Results: The toughest IFA quiz to date

It was our most popular quiz to date – and one of the most challenging: Can you tell the accountants from the tax evaders? Here are the answers.

by | 11 Oct, 2023

Peter Falk: Accountant

Peter Falk, who played television’s Columbo, followed in his mother’s footsteps to become an accountant.

Falk worked in a government role prior to leaving accounting behind, for Connecticut’s state budget office.

We like to think accounting skills – with all that professional scepticism that goes into due diligence processes – make a pretty good detective.

Only 21.5% of respondents picked this one.

 

Mick Jagger: Studied finance (briefly)

After less than a year studying at the London School of Economics, Mick Jagger started rehearsing with Keith Richards and Brian Jones.

The Rolling Stones won out, and he dropped out of university.

Not to say accounting isn’t still part of his rock’n’roll life though.

A few years ago, Jagger’s former accountant Laurence Myers told The Observer about the fledgling rock star’s pension plans:

“We started chatting, started talking about pensions. [Mick] said, ‘after all, Laurence, I’m not going to be singing rock’n’roll when I’m 60’,” Laurence Myers, an accountant who set up a music business, told the Observer. “We roared. It was just a ridiculous thought that a young man would be singing rock’n’roll when he was 60. Needless to say, he carried on beyond 60 and he created his own pension.”

Four in 10 respondents picked Mick Jagger.

 

Kenny G: Accounting major

Kenny G graduated from the University of Washington in his hometown, Seattle.

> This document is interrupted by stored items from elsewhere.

PR #10904, opened 2023-11-02
Pin MySQL sample to Python 3.11

shreejad:
The current base image 'python:3' takes the latest image available, which is 3.12 (recently released). All dependencies of the mySql sample are not yet compatible with 3.12. Thus, pinning the base version to 3.11 like all other samples in this repository.

### DIFF
--- a/cloud-sql/mysql/sqlalchemy/Dockerfile
+++ b/cloud-sql/mysql/sqlalchemy/Dockerfile
@@ -14,7 +14,7 @@
 
 # Use the official Python image.
 # https://hub.docker.com/_/python
-FROM python:3
+FROM python:3.11
 
 # Copy application dependency manifests to the container image.
 # Copying this separately prevents re-running pip install on every code change.


sriram-mahavadi (approved):

cloud-sql/mysql/sqlalchemy/Dockerfile
```diff
@@ -14,7 +14,7 @@
 
 # Use the official Python image.
 # https://hub.docker.com/_/python
-FROM python:3
+FROM python:3.11
```
dandhlee, line 17: Can you verify if 3.11 is available in the image you're installing?

shreejad: Yes, it is available. I've checked by ensuring the `docker build .` works. It is currently broken with `python:3`.

Another sample which uses this image - https://github.com/GoogleCloudPlatform/python-docs-samples/blob/68fa1ecd8027a216ffc2e5cd0fa3956b6c852b9f/run/idp-sql/Dockerfile#L7

jinglundong (approved):

dandhlee (approved):

jackwotherspoon (approved):

PR #10916, opened 2023-11-09
docs: update regions tags for service extension samples

### LINKED ISSUE #10788: Service extension callouts add_header sample - code cleanup
This is a request for code clean-up service extensions plugins

Major issues/concerns
* Service extension sample's private and publish keys (both) are shared in Github. This is not the general practise followed in this Github Repo and this private key file sharing need to be re-evaluated. (preferred options is No).
* Similar to above, a proto file is shared in this sample. This also need to be re-evaluated. (preferred options is No).

Minor issues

He graduated with an accounting major despite having already landed a paid gig with Barry White’s Love Unlimited Orchestra, when he had been just 17.

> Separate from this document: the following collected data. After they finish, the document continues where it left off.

PR #10917, opened 2023-11-09
feat: Makefile for consistent python testing interface

muncus:
## Description

This is a work in progress.

Create a Makefile that can be used to provide a consistent interface to running
samples, regardless of language.

### DIFF
--- a/Makefile
+++ b/Makefile
@@ -20,7 +20,7 @@ repo_root = $(shell pwd)
 export GOOGLE_CLOUD_PROJECT ?= ${GOOGLE_SAMPLE_PROJECT}
 export BUILD_SPECIFIC_GCLOUD_PROJECT ?= ${GOOGLE_SAMPLE_PROJECT}
 
-build:
+build: check-env
 	pip install nox
 	cd ${dir}
 	pip install -r requirements.txt
@@ -29,7 +29,7 @@ test: check-env build noxfile.py
 	cd ${dir}
 	nox $(NOXFLAGS) -s py-$(py)
 
-lint: noxfile.py
+lint: check-env noxfile.py
 	pip install nox black
 	cd ${dir}
 	nox $(NOXFLAGS) -s blacken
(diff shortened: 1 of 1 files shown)


m-strzelczyk:
Would it be possible to add some kind of `init` command that would:

* create a virtualenv
* install `nox` and `black` in this virtualenv
* Use this virtualenv for other commands?

Right now, if I tried to use this makefile on a fresh git clone, I might get errors about missing nox binary etc.

At least, there should be some instructions that for this to work, there has to be `nox` in `$PATH` and `black` installed for the `nox -s blacken` command

muncus:
We can certainly ensure that nox and black are pip-installed before other actions are called.

I'm wary of creating and using a virtualenv in the Makefile itself, because we would need to be  aware of the user's OS and shell - Would it be sufficient to surface a warning if run outside of a virtualenv?

m-strzelczyk:
Yeah, a warning, with a link to some information on how to set up a virtualenv would be great.

Makefile
```diff
@@ -0,0 +1,53 @@
...
+lint: noxfile.py
+	pip install nox black
+	cd ${dir}
+	nox $(NOXFLAGS) -s blacken
+	nox $(NOXFLAGS) -s lint
+
+# if no noxfile is present, we create one from the toplevel noxfile-template.py
+noxfile.py:
+	cd ${dir}
+	cp ${repo_root}/noxfile-template.py noxfile.py
```
m-strzelczyk, line 41: I think this will just overwrite the existing noxfile.py, no matter if it's there or not. I think you want to add `-n` flag here.

m-strzelczyk (approved):

Makefile
muncus: I *think* Make will do the right thing when a noxfile.py exists already, but there's no harm in the -n, so i've added it anyway just to be safe

muncus:
Without a python virtualenv, the user will now receive the following warning:

```
$ make lint dir=translate/samples/snippets/
Makefile:48: Use of a Python Virtual Environment is recommended. See README.md for details.
```

PR #10991, opened 2023-12-01
chore(docs): update import log README

minherz:
## Description

add instructions about importing logs older than 30 days to the sample's README file.


msampathkumar (approved):
LGTM

PR #11793, opened 2024-05-24
remove extra comment for adding project id

keithballinger:
## Description

This PR removes an extraneous commented line.

### DIFF
--- a/generative_ai/gemini_guide_example.py
+++ b/generative_ai/gemini_guide_example.py
@@ -19,9 +19,6 @@ def generate_text(project_id: str) -> str:
 
     from vertexai.generative_models import GenerativeModel, Part
 
-    # TODO(developer): Update and un-comment below line
-    # project_id = "PROJECT_ID"
-
     vertexai.init(project=project_id, location="us-central1")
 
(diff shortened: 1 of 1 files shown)


msampathkumar:
Hi Keith, thank you for the PR. These TODO comments are by-design.

PTAL. https://cloud.google.com/vertex-ai/generative-ai/docs/reference/libraries#use 

When the sample is displayed in doc pages, these TODO let the user know what action item they need to do before running the script.

msampathkumar (commented):
Please excuse. This is by design.

keithballinger:
> Hi Keith, thank you for the PR. These TODO's comments are by-design.
> 
> PTAL. https://cloud.google.com/vertex-ai/generative-ai/docs/reference/libraries#use
> 
> When the sample is displayed in cloud doc pages, these TODO let the user know what action item they need to do before running the script.

In this case, though, it's not needed, as the function itself takes the project id as a parameter. So, when using the sample they'd call the generate_text method with the project_id. So either the function parameter should be changed to not take a project_id, or the commented out line should be removed. I selected the later.

PR #11808, opened 2024-05-31
fix(compute): renaming region name

m-strzelczyk:
Replacing the region tag name, as the previous one was incorrect and colliding with existing one.


msampathkumar (approved):
LGTM

No code changes.

PR #11844, opened 2024-06-07
Update example to update deprecated modules

bjankie1:
The sample codes use the deprecated modules. For example,

```
from airflow.operators import bash_operator
from airflow.operators import python_operator
```

Those are [deprecated](https://airflow.apache.org/docs/apache-airflow/2.3.2/_api/airflow/operators/bash_operator/index.html).

### DIFF
--- a/composer/workflows/simple.py
+++ b/composer/workflows/simple.py
@@ -23,8 +23,8 @@ from airflow import models
 
 # [END composer_simple_define_dag]
 # [START composer_simple_operators]
-from airflow.operators import bash_operator
-from airflow.operators import python_operator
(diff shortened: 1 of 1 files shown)


bjankie1 (commented):
The sample codes use the deprecated modules. For example,

```
from airflow.operators import bash_operator
from airflow.operators import python_operator
```

Those are [deprecated](https://airflow.apache.org/docs/apache-airflow/2.3.2/_api/airflow/operators/bash_operator/index.html).

filipknapik (approved):
looks good to me

leahecole (approved):

PR #11847, opened 2024-06-09
add STT v2 API infinite streaming example Issue ##11596

### LINKED ISSUE #11596: Example of Infinite Streaming for Google Speech-to-Text API v2
I have not found any examples of Infinite Streaming with the Google Speech-to-Text API v2, and it's unclear whether there is a mechanism in version 2 of the API that facilitates this functionality. Could you provide an example of implementation or confirm if this capability is supported?

Thanks!

gangchen03:
## Description

Fixes #11596

This PR provides an example of Infinite Streaming with the Google Speech-to-Text API v2.

### DIFF
--- a/speech/microphone/transcribe_streaming_infinite_v2.py
+++ b/speech/microphone/transcribe_streaming_infinite_v2.py
@@ -26,10 +26,10 @@ Example usage:
 
 # [START speech_transcribe_infinite_streaming_v2]
 
+import argparse
 import queue
 import re
 import sys
-import argparse
 import time
 
 from google.cloud.speech_v2 import SpeechClient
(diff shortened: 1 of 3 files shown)


speech/microphone/transcribe_streaming_infinite_v2.py
```diff
@@ -0,0 +1,377 @@
...
+To install using pip:
+
+    pip install pyaudio
+    pip install termcolor
+
+Example usage:
+    python transcribe_streaming_infinite_v2.py
+"""
+
+# [START speech_transcribe_infinite_streaming]
```
holtskinner, line 27: You should probably use a different region tag than the original.

Maybe `speech_transcribe_infinite_streaming_v2`?

holtskinner (approved):

speech/microphone/transcribe_streaming_infinite_v2.py
gangchen03: added. thx.

PR #11871, opened 2024-06-18
feat(generative-ai): Add context caching samples (1)

gericdong:
## Description

Fixes b346529113

Add context caching samples:
- Create context cache

PR #11878, opened 2024-06-19
feat(generative-ai): Add context caching samples (2)

gericdong:
## Description

Fixes b346529113

Add context caching samples part 2:
- use
- get
- update
- delete

Part 1 is in #11871

### DIFF
--- a/generative_ai/context_caching/use_context_cache.py
+++ b/generative_ai/context_caching/use_context_cache.py
@@ -1,0 +1,38 @@
+# Copyright 2024 Google LLC
+#
+# Licensed under the Apache License, Version 2.0 (the "License");
+# you may not use this file except in compliance with the License.
+# You may obtain a copy of the License at
+#
+#    https://www.apache.org/licenses/LICENSE-2.0
+#
+# Unless required by applicable law or agreed to in writing, software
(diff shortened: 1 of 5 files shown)


m-strzelczyk (approved):

generative_ai/context_caching/use_context_cache.py
```diff
@@ -0,0 +1,38 @@
...
+    from vertexai.preview.generative_models import GenerativeModel
+    from vertexai.preview import caching
+
+    # TODO(developer): Update and un-comment below lines
+    # project_id = "PROJECT_ID"
+    # cache_id = "CACHE_ID"
+
+    vertexai.init(project=project_id, location="us-central1")
+
+    cached_content = caching.CachedContent(cached_content_name=cache_id)
```
m-strzelczyk, line 29: In the update sample you set the TTL - what happens when we call this line and the `cache_id` cached content is outdated? What kind of error we get and how do we handle it?

gericdong: Using a expired cached content will be given an error message. Users will have to create a new cached content. I will check with docs to see if we have already documented this scenario. Thanks.

PR #11885, opened 2024-06-20
samples(discoveryengine): Add Website Import

holtskinner:
For page https://cloud.google.com/generative-ai-app-builder/docs/create-data-store-es

### DIFF
--- a/discoveryengine/site_search_engine_sample.py
+++ b/discoveryengine/site_search_engine_sample.py
@@ -14,24 +14,23 @@
 #
 
 
-# [START genappbuilder_create_target_site]
-from google.api_core.client_options import ClientOptions
-
-from google.cloud import discoveryengine_v1 as discoveryengine
-
-# TODO(developer): Uncomment these variables before running the sample.
-# project_id = "YOUR_PROJECT_ID"
-# location = "YOUR_LOCATION" # Values: "global"
-# data_store_id = "YOUR_DATA_STORE_ID"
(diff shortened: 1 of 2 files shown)


discoveryengine/site_search_engine_sample_test.py
```diff
@@ -0,0 +1,44 @@
...
+
+
+def test_create_target_site():
+    response = site_search_engine_sample.create_target_site(
+        project_id,
+        location,
+        data_store_id,
+        uri_pattern="https://cloud.google.com/generative-ai-app-builder/docs/*",
+    )
+    assert response
```
davidcavazos, line 33: Nit: `assert response, response` to aid debugging

discoveryengine/site_search_engine_sample.py
```diff
@@ -0,0 +1,132 @@
...
+# limitations under the License.
+#
+
+
+# [START genappbuilder_create_target_site]
+from google.api_core.client_options import ClientOptions
+
+from google.cloud import discoveryengine_v1 as discoveryengine
+
+# TODO(developer): Uncomment these variables before running the sample.
```
davidcavazos, line 22: Do we want to have these TODOs inside the sample function? Otherwise wouldn't they be overridden by the function arguments when called?

davidcavazos (approved):

discoveryengine/site_search_engine_sample.py
holtskinner: I'm following the typical style used by most python code samples.

PR #11951, opened 2024-06-27
Updated forecast sample

ey00:
The default model response is a bit confusing since some fields aren't being included (b/349685260).


iennae (approved):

He told the University of Washington student newspaper in 2019 that the greatest challenge in his music career is “to keep working hard and to keep improving”. The secret to his music success – “lucky for me I have a very disciplined personality”.

We suspect he probably would have made a great accountant, but then, who would have been first to set the record for playing the longest note on a saxophone?

Just 26% picked this answer correctly.

 

Al Capone: Guilty

Al Capone had already been to prison for short stints of time when, in 1931, he pled guilty to tax evasion charges, expecting a relatively light 2.5-year sentence.

Capone changed his plea when the judge clarified that he would not be bound by a deal for a light sentence, but was convicted and sentenced to 11 years in prison, as well as having to pay almost US$300,000 – in 1930s money.

If you didn’t pick Capone, you’re in the minority – 75.1% of respondents did.

 

Martha Stewart: State tax inquiry

Martha Stewart paid US$200,000+ in back taxes, plus penalties, after a state tax inquiry found that her claims not to have lived in New York State in 1991 and 1992 were contradicted fairly emphatically by evidence in her magazines and books.

This one was easy – 62.6% got it right.

 

 

Wesley Snipes: Convicted

In 2008, Blade star Wesley Snipes was convicted on three misdemeanour tax convictions.

Despite going to prison for more than two years, he was relatively lucky, according to San Francisco-based tax agent Robert W Wood – Snipes had been convicted of ‘failing to file’ charges, which were misdemeanours, rather than the felony charges he had been facing for the US$7 million in taxes avoided.

More than half of respondents picked this one, with the remainder split pretty evenly between Batman and Elvis Presley. And look, the jury is out on Batman.